▸ **Problem requirements**
Filter the records below for the word "needs". Copy each line that holds it.

▸ **Records for the exercise**
☆ ☆ ☆ ☆ ☆

PR #25, opened 2020-08-11
Methods for getting GeoDFs and plotting

chinandrew:
Summary of changes:
- Add methods for merging shapefile data to signal data
- Add methods for detecting metadata off of the columns in a DF
- Add [shapefile reference files from 2019](https://www.census.gov/geographies/mapping-files/time-series/geo/cartographic-boundary.html) census at the 1:5,000,000 scale (chosen kind of arbitrarily, the 500k seemed too large)

Packaging for the shapefiles is **not** done yet. let me know if it's best to do that in this PR as well.

Screenshot from 2020-08-11 01-32-08

Couple notes:
- Since `geo_type` isn't passed along with the input df, I'm having it be explicitly stated in the args. There's ways we can try to pass it as a df attribute but don't know how reliable that will be. 
- Just states and counties at the moment given their higher priority
- Row order not preserved, could just sort by geo_value to keep things neat
- It's a left join to the shape data, so all states/counties will always be present regardless of the input (i.e. the output dimension for a given `geo_type` is always the same). Alternatively, could only include the regions we know we'll have a signal in, so removing stuff like US Virgin Islands or Guam. 
- Open to better naming scheme


capnrefsmmat:
Neat, geopandas looks pretty slick. I'm used to dealing with PostGIS's ideas of geometry columns, so this makes sense.

One consideration: Is it possible to attach metadata to the output from `covidcast.signal`, so it has its own `geo_type` attached and doesn't require the user to pass it to the plotting tools? The R package takes this approach. The problem is having to rely on pandas to keep the metadata attached through operations on the data frame.

chinandrew:
> Neat, geopandas looks pretty slick. I'm used to dealing with PostGIS's ideas of geometry columns, so this makes sense.
> 
> One consideration: Is it possible to attach metadata to the output from `covidcast.signal`, so it has its own `geo_type` attached and doesn't require the user to pass it to the plotting tools? The R package takes this approach. The problem is having to rely on pandas to keep the metadata attached through operations on the data frame.

I considered a few options, but none seemed amazing so I went with explicit approach. Open to suggestions:
- Try to attach a `geo_type` attribute as you suggested, but with the downsides you mention. 
- Changing the return type of `signal` to a dict or other custom object that has attributes, but this changes the interface of the function
- Guess the `geo_type` from the actual field values, but this isn't foolproof.

capnrefsmmat:
There is one extra option. It may be reasonable to add a `signals()` method that returns multiple signals in one data frame, say if you want several to pass to a plot or to your analysis code. If so, each row of the data frame would need to specify which source and signal the observation is from... and could also specify the geo_type.

That is, we could have data_source, signal, and geo_type columns as part of the data frame, and operations on the data would work on each (data_source, signal, geo_type) combination in the data frame. Since pandas will preserve columns through operations (unless you get rid of them, of course), the data will survive.

Would that work or would it get awkward to use?

chinandrew:
> There is one extra option. It may be reasonable to add a `signals()` method that returns multiple signals in one data frame, say if you want several to pass to a plot or to your analysis code. If so, each row of the data frame would need to specify which source and signal the observation is from... and could also specify the geo_type.
> 
> That is, we could have data_source, signal, and geo_type columns as part of the data frame, and operations on the data would work on each (data_source, signal, geo_type) combination in the data frame. Since pandas will preserve columns through operations (unless you get rid of them, of course), the data will survive.
> 
> Would that work or would it get awkward to use?



> There is one extra option. It may be reasonable to add a `signals()` method that returns multiple signals in one data frame, say if you want several to pass to a plot or to your analysis code. If so, each row of the data frame would need to specify which source and signal the observation is from... and could also specify the geo_type.
> 
> That is, we could have data_source, signal, and geo_type columns as part of the data frame, and operations on the data would work on each (data_source, signal, geo_type) combination in the data frame. Since pandas will preserve columns through operations (unless you get rid of them, of course), the data will survive.
> 
> Would that work or would it get awkward to use?

I can see adding a geo_type column to the `signal()` method. Would mean a change in the return value of the dfs for anyone currently using it, would that be ok? Then if we want a `signals()` method, it just calls `signal()` multiple times and concatenates them together.

capnrefsmmat:
I think it's okay to add columns to the `signal` return value; we did the same thing in the R package recently.

The reason I haven't fully implemented a `signals()` method in the R package was that I couldn't figure out how to make it work with the existing plotting and mapping tools in the package -- if you pass them a data frame with multiple signals or geo types, what should they do? That's why I raised the idea here -- it interacts with how you'd do the mapping here.

I do like the idea of joining on geometries, because then the plotting code doesn't really have to know what geo type it is specifically; it just needs to know what polygons to use.

chinandrew:
Does it make sense to also add a `data_source` and `signal` column? And then downstream functions take in `(data_source, signal, geo_type)` to filter by . Downside is data duplication since `signal()` starts returning 3 columns which all contain only 1 value.

capnrefsmmat:
Yeah, that sounds right. That's what the R package is doing, although I still hadn't solved the question of how to make the plotting code handle it.

The data duplication is annoying, but dealing with one data frame is nicer than dealing with multiple data frames with custom metadata attributes somehow crammed in, which might not work well.

chinandrew:
Got it, let's go with that then for now. I'll open up a separate PR for it tonight.

Python-packages/covidcast-py/covidcast/plotting.py
```diff
@@ -1,28 +1,42 @@
 """This contains the plotting and geo data management methods for the COVIDcast signals."""
 
 import os
-from datetime import date
 
 import geopandas as gpd
 import pandas as pd
 
+from covidcast import covidcast
```
krivard, line 8: Can/should this import be reworded using .-notation to match `__init__.py`?

Python-packages/covidcast-py/covidcast/plotting.py
```diff
@@ -0,0 +1,82 @@
...
+
+import geopandas as gpd
+import pandas as pd
+
+from covidcast import covidcast
+
+SHAPEFILE_PATHS = {"county": "../shapefiles/county/cb_2019_us_county_5m.shp",
+                   "state": "../shapefiles/state/cb_2019_us_state_5m.shp"}
+
+CURRENT_PATH = os.path.dirname(os.path.realpath(__file__))
```
capnrefsmmat, line 13: It's probably better to use [pkg_resources](https://setuptools.readthedocs.io/en/latest/pkg_resources.html#resourcemanager-api) to get the path to data distributed through the package, since I dunno what happens for eggs and all the zillion ways Python packages are distributed, and whether exact paths are preserved for them all

Python-packages/covidcast-py/covidcast/covidcast.py
```diff
@@ -244,6 +244,32 @@ def metadata() -> pd.DataFrame:
     return meta_df
 
 
+def _detect_metadata(data: pd.DataFrame,
+                     data_source_col: str = "data_source",
+                     signal_col: str = "signal",
+                     geo_type_col: str = "geo_type") -> Tuple:
+    """Given a DataFrame, return the signal attributes of that DataFrame.
+
+    Errors if any of the columns are heterogeneous.
```
capnrefsmmat, line 253: probably better to be explicit and say `"Raises ``ValueError`` if..."`

Python-packages/covidcast-py/covidcast/plotting.py
```diff
@@ -0,0 +1,82 @@
...
+    output_cols = list(data.columns) + ["geometry", "state_fips"]
+    shapefile_path = os.path.join(CURRENT_PATH, SHAPEFILE_PATHS[geo_type])
+    geo_info = gpd.read_file(shapefile_path)
+
+    if geo_type == "state":
+        output = _join_state_geo_df(data, geo_value_col, geo_info)
+    elif geo_type == "county":
+        output = _join_county_geo_df(data, geo_value_col, geo_info)
+    else:
+        raise ValueError("Unsupported geography type.")
```
capnrefsmmat, line 38:
```suggestion
        raise ValueError("Unsupported geography type; only state and county supported.")
```

Python-packages/covidcast-py/covidcast/plotting.py
```diff
@@ -0,0 +1,82 @@
...
+               geo_value_col: str = "geo_value",
+               geo_type_col: str = "geo_type") -> gpd.GeoDataFrame:
+    """Append polygons to a dataframe for a given geography.
+
+    Default values correspond to return of
+    covidcast.signal(). Currently only supports counties and states.
+
+    :param data: DataFrame of values and geographies
+    :param geo_value_col: name of column containing values of interest
+    :param geo_type_col: name of column containing geography type
```
capnrefsmmat, line 26: For the docs, it'd be good for this docstring to explain what a GeoDF is and what package it comes from, and what it means to "append polygons to a dataframe". That is, it should link to geopandas, say explicitly that there will be a new column with a certain name, say that the column is the geometry of each location, etc.

Python-packages/covidcast-py/covidcast/covidcast.py
```diff
@@ -244,6 +244,32 @@ def metadata() -> pd.DataFrame:
...
+
+    :param data: dataframe with geo_value an
```
capnrefsmmat, line 255: did you accidentally a word?

Python-packages/covidcast-py/shapefiles/county/cb_2019_us_county_5m.cpg
```diff
@@ -0,0 +1 @@
+UTF-8
```
capnrefsmmat, line 1: Did these shapefiles come from the Census? (Maybe the ones we already used in the R package?) Would be good to have a note somewhere with the source, for future updating and for credit. And in case there are licensing restrictions. (Though Census products would all be public domain)

Python-packages/covidcast-py/covidcast/covidcast.py
chinandrew: Agreed, added.

Python-packages/covidcast-py/covidcast/plotting.py
chinandrew: Added some more info, let me know what you think

Python-packages/covidcast-py/covidcast/covidcast.py
chinandrew: Oops, fixed. I don't know if your comment was intentional or not lol.

Python-packages/covidcast-py/shapefiles/county/cb_2019_us_county_5m.cpg
chinandrew: Yea they're from here https://www.census.gov/geographies/mapping-files/time-series/geo/cartographic-boundary.html. Added a note to the plotting docstring.

Python-packages/covidcast-py/covidcast/plotting.py
chinandrew: I don't have a strong preference, if convention is to use relative imports we should stick with that for consistency.

Python-packages/covidcast-py/covidcast/plotting.py
chinandrew: Added, though I haven't worked with packaging static files in this way before so worth double checking. For some reason the package installs and runs fine regardless of if I include `package_data` in the[ setup.py](https://setuptools.readthedocs.io/en/latest/setuptools.html#including-data-files). Need to dig a bit deeper to fully understand whats going on.

The other thing I learned is that geopandas can read from URLs as well as zip files, so you can actually run the following. I know we discussed not pulling data at runtime and I think that's still the right idea, but just wanted to point this out as an FYI.
`gpd.read_file("https://www2.census.gov/geo/tiger/GENZ2019/shp/cb_2019_us_county_20m.zip")`

chinandrew:
> Looks pretty good -- my requested changes are mainly docs-related.
> 
> Once the mapping code is done, we probably want to add a section to the Examples page in the docs with a bunch of examples, including examples of using `get_geo_df` to do other things besides our own plotting functions. (Just so people realize they can work with the polygons directly.) But that can come after the other PR is ready

Yea I think there's a good amount of documentation work that needs to get done, will add to the second PR.

Python-packages/covidcast-py/covidcast/covidcast.py
capnrefsmmat: https://knowyourmeme.com/memes/i-accidentally

Python-packages/covidcast-py/covidcast/plotting.py
capnrefsmmat: As long as we can run the tests successfully, I suspect it's fine; my main concern is with the distribution of eggs and wheels and such.

Python-packages/covidcast-py/covidcast/plotting.py
```diff
@@ -0,0 +1,97 @@
...
+                   "state": "shapefiles/cb_2019_us_state_5m.zip"}
+
+
+def get_geo_df(data: pd.DataFrame,
+               geo_value_col: str = "geo_value",
+               geo_type_col: str = "geo_type") -> gpd.GeoDataFrame:
+    """Append polygons to a dataframe for a given geography and return a geoDF with this info.
+
+    This method takes in a pandas DataFrame object and returns a GeoDataFrame object from the
+    geopandas package (https://geopandas.org/).
```
capnrefsmmat, line 24:
```suggestion
    `geopandas package <https://geopandas.org/>`__.
```

reStructuredText links are weeeiiird

Python-packages/covidcast-py/covidcast/plotting.py
```diff
@@ -0,0 +1,97 @@
...
+
+    After detecting the geography type (either county or state) for the input, loads the
+    GeoDataFrame which contains state and geometry information from the Census for that geography
+    type. Left joins the input data to this, so all states/counties will always be present
+    regardless of the input i.e. the output dimension for a given geo_type is always the same
+    regardless of input. Finally, returns the columns containing the input columns along with a
+    `geometry` (polygon for plotting) and `state_fips` (FIPS code which will be used in the
+    plotting function to rearrange AK and HI) column. Coordinate system is GCS NAD83.
+
+    Default arguments for column names correspond to return of covidcast.signal(). Currently
```
capnrefsmmat, line 34:
```suggestion
    Default arguments for column names correspond to return of :py:func:`covidcast.signal`. Currently
```

for cross-refs in the rendered docs

Python-packages/covidcast-py/covidcast/plotting.py
chinandrew: thanks, I haven't worked with sphinx before so will have to read up on it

☆ ☆ ☆ ☆ ☆

▸ **Task response**
I do like the idea of joining on geometries, because then the plotting code doesn't really have to know what geo type it is specifically; it just needs to know what polygons to use.
Yea I think there's a good amount of documentation work that needs to get done, will add to the second PR.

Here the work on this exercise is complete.